Dear Stevo…
This time last year, I was struggling really hard to figure out what to write. I would start writing and press delete. I have a folder labelled ‘Homeless’ for all my half-written documents that don’t have a place on this page yet. Anne Lamott wrote that whenever she struggled with writer’s block, she would open a new document and write a letter to her brother called Stevo. Just addressing your words to one person can make all the difference, so I tried writing a letter to Stevo as well.
I’ve attached my letter below because a) reading back, I think it’s funny and b) for the aspiring writers that follow me, I think it’s important to reveal that the writing process isn’t linear or pretty. We often need a guy called Stevo to prompt us into action. This letter eventually turned into this official post about my birthday last year.
Whether you’re a writer, student, or it’s the first time you’ve come across my words, I hope you’re inspired to start writing letters, and that you know you are so worth celebrating.
Dear Stevo,
I’m struggling to write the words on the page because I don’t know what to write about. That’s a lie – I do know what I want to write about, but the words aren’t flowing. Anne Lamott told me to write a letter to you whenever I’m stuck, so here we are.
Perfectionism is my big thing. I’m still not sure what my voice is. And I still have to scroll through the words of someone else to get my inspiration. I wonder if I’m really going to make it and if this will be worth it. But damm it- I have to try!
There are two pieces I want to write for this week. One is for the girl who doesn’t feel like she’s worth being celebrated. Who doesn’t feel like she’s worth people rallying around her and celebrating her. Why does she feel that way? Probably because people didn’t really show up for her in the past. Or maybe birthday’s weren’t a big thing in the family. Plus she doesn’t believe very good things about herself. What I would say to her is that her birthday is special, irrespective of who is or isn’t showing up.
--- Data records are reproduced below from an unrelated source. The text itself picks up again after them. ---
PR #559, opened 2023-05-07
feat(log_artifact): add an option to copy (capture) into dvclive dir

### LINKED ISSUE #550: `log_artifact`: move model file (optionally or by default) into Live dir
In some (a lot?) of case models that are being produced are actually saved in some temporary locations, e.g. in case of YOLO it creates Git-ignored `runs/run15/weights/best.pt`. It doesn't make sense to keep model artifact there, it has to be moved somewhere. I think that we should have an option to move a model into `dvclive/models`.

I can make a PR for this. Just want to run by you @daavoo @dberenbaum @aguschin and see what you think.

shcheklein:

It’s the day she came into the world with fists raised, ready to leave a mark on the world. On the day she opened her eyes, lives changed. I would tell her that there are some years that may not feel like a big deal- like at 15. You’ll wait in anticipation for the big ones like 18 or 21 only to wonder why nothing special is happening. But some years you’ll be pleasantly surprised.
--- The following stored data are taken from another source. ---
PR #539, opened 2023-04-21
Auto-initialize DVC repo

dberenbaum:
Related to #531. Do you think it's enough @daavoo?

Example with no Git repo (with or without a DVC repo):

```
WARNING:dvclive:Can't save experiment without a Git Repo.
Create a Git repo (`git init`) and commit (`git commit`).
```

Example with an empty Git repo and no DVC repo:

```
Initialized DVC repository.

INFO:dvc.repo.init:Initialized DVC repository.

You can now commit the changes to git.

INFO:dvc.repo.init:You can now commit the changes to git.

WARNING:dvclive:Can't save experiment to an empty Git Repo.
Add a commit (`git commit`) to save experiments.
INFO:dvclive:To run with DVC, add this to /private/tmp/repo/dvc.yaml:
stages:
  dvclive:
    cmd: <python my_code_file.py my_args>
    deps:
    - <my_code_file.py>
```

Example with an empty Git repo and an existing DVC repo:

```
WARNING:dvclive:Can't save experiment to an empty Git Repo.
Add a commit (`git commit`) to save experiments.
INFO:dvclive:To run with DVC, add this to /private/tmp/repo/dvc.yaml:
stages:
  dvclive:
    cmd: <python my_code_file.py my_args>
    deps:
    - <my_code_file.py>
```

Example with a non-empty Git repo and no DVC repo:

```
Initialized DVC repository.

INFO:dvc.repo.init:Initialized DVC repository.

You can now commit the changes to git.

INFO:dvc.repo.init:You can now commit the changes to git.

INFO:dvclive:To run with DVC, add this to /private/tmp/repo/dvc.yaml:
stages:
  dvclive:
    cmd: <python my_code_file.py my_args>
    deps:
    - <my_code_file.py>
```

Edit: also fixes #522

PR #561, opened 2023-05-08
read studio token from dvc config

dberenbaum:
Reads studio token from dvc config and posts live metrics if found

Edit: for reference, context is in https://iterativeai.slack.com/archives/C01SR9Q12LB/p1683213358701869

copilot:all

### DIFF
--- a/.dvc/.gitignore
+++ b/.dvc/.gitignore
@@ -1,3 +1,0 @@
-/config.local
-/tmp
-/cache
--- a/.dvc/.gitignore
+++ b/.dvc/.gitignore
@@ -1,0 +1,3 @@
+/config.local
+/tmp
+/cache
--- a/src/dvclive/live.py
+++ b/src/dvclive/live.py
@@ -5,7 +5,7 @@ import shutil
 from pathlib import Path
 from typing import Any, Dict, List, Optional, Set, Union
 
-from dvc_studio_client.post_live_metrics import get_studio_config, post_live_metrics
+from dvc_studio_client.post_live_metrics import post_live_metrics
 from funcy import set_in
 from pathspec import PathSpec
 from ruamel.yaml.representer import RepresenterError
@@ -28,7 +28,7 @@ from .error import (
 from .plots import PLOT_TYPES, SKLEARN_PLOTS, CustomPlot, Image, Metric, NumpyEncoder
 from .report import BLANK_NOTEBOOK_REPORT, make_report
 from .serialize import dump_json, dump_yaml, load_yaml
-from .studio import get_studio_updates
+from .studio import get_dvc_studio_config, get_studio_updates
 from .utils import env2bool, inside_notebook, matplotlib_installed, open_file_in_browser
 
 logger = logging.getLogger("dvclive")
@@ -80,15 +80,13 @@ class Live:
         self._exp_name: Optional[str] = None
         self._experiment_rev: Optional[str] = None
         self._inside_dvc_exp: bool = False
-        self._dvc_repo = None
+        self._dvc_repo = get_dvc_repo()
         self._include_untracked: List[str] = []
         self._init_dvc()
 
-        self._dvc_config = {}
-        if self._dvc_repo:
-            self._dvc_config = self._dvc_repo.config.get("studio")
         self._latest_studio_step = self.step if resume else -1
         self._studio_events_to_skip: Set[str] = set()
+        self._dvc_studio_config: Dict[str, Any] = get_dvc_studio_config(self)
         self._init_studio()
 
     def _init_resume(self):
@@ -125,7 +123,6 @@ class Live:
                 )
                 self._save_dvc_exp = False
 
-        self._dvc_repo = get_dvc_repo()
         if self._dvc_repo is None:
             if self._save_dvc_exp:
                 logger.warning(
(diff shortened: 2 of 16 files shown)


src/dvclive/live.py
```diff
@@ -151,7 +152,12 @@ def _init_dvc(self):
             self._include_untracked.append(self.dir)
 
     def _init_studio(self):
-        if not any((os.getenv(STUDIO_TOKEN, None), os.getenv(DVC_STUDIO_TOKEN, None))):
+        self._studio_token = os.getenv(STUDIO_TOKEN, None) or os.getenv(
+            DVC_STUDIO_TOKEN, None
+        )
+        if self._dvc_repo and not self._studio_token:
+            self._studio_token = self._dvc_repo.config.get("studio", {}).get("token")
```
shcheklein, line 159: can DVCLive now work without DVC repo? Outside a repo? 

We still could read the global / user config in that case I think.

dberenbaum: DVCLive will try to create a DVC repo now (see #539). It should only fail if it's outside a Git repo or the Git repo is empty. That's a valid use case but handling it is outside this PR IMO (to start, Studio would need to handle a non-Git project).

src/dvclive/studio.py
```diff
@@ -66,3 +68,11 @@ def get_studio_updates(live):
     plots = {k: {"data": v} for k, v in plots.items()}
 
     return metrics, params, plots
+
+
+def get_studio_token(repo):
```
daavoo, line 73: I wonder if this logic should be in dvc_studio_client

dberenbaum: What about in dvc? It needs the repo to get the right config value.

daavoo: >  It needs the repo to get the right config value.

I was thinking just accepting optional dvc_repo. If it is not None, assume is a DVC repo and try to read the config. Else try to get the env var

> What about in dvc?

It also works. It is just the same arguments about having dvc-studio-client at all.
If you put it in DVC, we need to pin and require a newer DVC version which is more restrictive for users that if we put it in the client and bumpt it here and in DVC

src/dvclive/live.py
dberenbaum: On 2nd thought, it shouldn't be that hard to support in the use case where I have a repo and project but want to run a specific experiment outside of the repo in some cloud managed cloud environment.

src/dvclive/studio.py
dberenbaum: Added https://github.com/iterative/dvc-studio-client/pull/35 to support this in both dvc and dvclive.

src/dvclive/live.py
dberenbaum: Done

dberenbaum: @daavoo What do you think about this scenario? I think it's disabled now if there's no DVC repo, but should we allow it for this kind of use case?

daavoo: > @daavoo What do you think about this scenario? I think it's disabled now if there's no DVC repo, but should we allow it for this kind of use case?

Sorry, I am not fully understanding the scenario. Could you elaborate?

dberenbaum: Let's say I have an existing Git repo and Studio project, but I run a specific experiment disconnected from my repo (in colab, databricks, etc.). I could set the token and repo url and still send live metrics, except that I think we currently disable this if no DVC repo is found. Should we allow it?

dberenbaum:
Not sure why this says there are conflicts when I have merged main into it. Otherwise it is ready for review.

.dvc/.gitignore
daavoo, line 1: @dberenbaum looks like these were unintentionally committed. Not sure how they got generated maybe there is some leak in tests?

src/dvclive/live.py
```diff
@@ -87,12 +86,13 @@ def __init__(
...
         self._experiment_rev: Optional[str] = None
         self._inside_dvc_exp: bool = False
-        self._dvc_repo = None
+        self._dvc_repo = get_dvc_repo()
         self._include_untracked: List[str] = []
         self._init_dvc()
 
         self._latest_studio_step = self.step if resume else -1
         self._studio_events_to_skip: Set[str] = set()
+        self._dvc_studio_config: Dict[str, Any] = get_dvc_studio_config(self)
```
daavoo, line 95: Same comment as above

.dvc/.gitignore
dberenbaum: Okay, looks like the same comment I made in #565 🤦

src/dvclive/live.py
```diff
@@ -87,12 +86,13 @@ def __init__(
         self._exp_name: Optional[str] = None
         self._experiment_rev: Optional[str] = None
         self._inside_dvc_exp: bool = False
-        self._dvc_repo = None
+        self._dvc_repo = get_dvc_repo()
```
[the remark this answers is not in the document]
dberenbaum: Sorry, just different code styles. I tend to lean towards a more functional code style where I try to avoid stateful changes within other class methods since it's less clear to me without searching the code when and how `self._dvc_repo` gets set.

Anyway, I changed it back here and below.

daavoo (approved):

You don’t need the big party to feel loved. I woke up on my 21st wishing I had my community around me. But the flat pulled through for you. The night ended and you’ll learn that things pull together at the last minute. The right people will pull through.
I’d tell her that every inch of her is worth celebrating. That even if it feels like the world doesn’t care she’s still worth celebrating. There are years where it’ll feel eventful and everyone is gathered round waiting for the glitz, glam and sparkle. And there’ll be years where you’ll have to be the sparkle. You’ll have to be your own cheerleader and learn to celebrate yourself. You’re going to have to figure out how to love on and celebrate yourself before you can invite anyone else to do it for you.
I remember when people didn’t want to make the effort to show up. I remember when people showed up and made the day about them. Irrespective of who does or doesn’t show up, it doesn’t lower your capacity to be celebrated.
A year ago, in the days leading up to 21, Slumpy took up residence in my heart and telling me that there wouldn’t be anything special this year either, and left me feeling heavy. I was miles away from my community back home, we were caught up in the rush to submit assignments, forgotten. 21 is placed on a pedestal yet nothing felt special.
You’re allowed to be sentimental on your birthday and be all up in your feelings like a Drake song.
The flat pulled together to rally around me at the last minute. The guys made an emergency trip to Tesco to buy a decadent cake topped with Maltesers. We used cigarette lighters as makeshift candles, and a single balloon found at the bottom of a show bag was inflated to celebrate the first year into my 20s. Afterwards, we caught the bus into the city where I rode my first mechanic bull and danced the night away as fake snow rained down on our heads. It was a rushed, last minute, affair, but it was enough.
All this to say that if a single shred of you has ever wondered whether you are worthy of being celebrated, hear me when I say you are, you are, you are.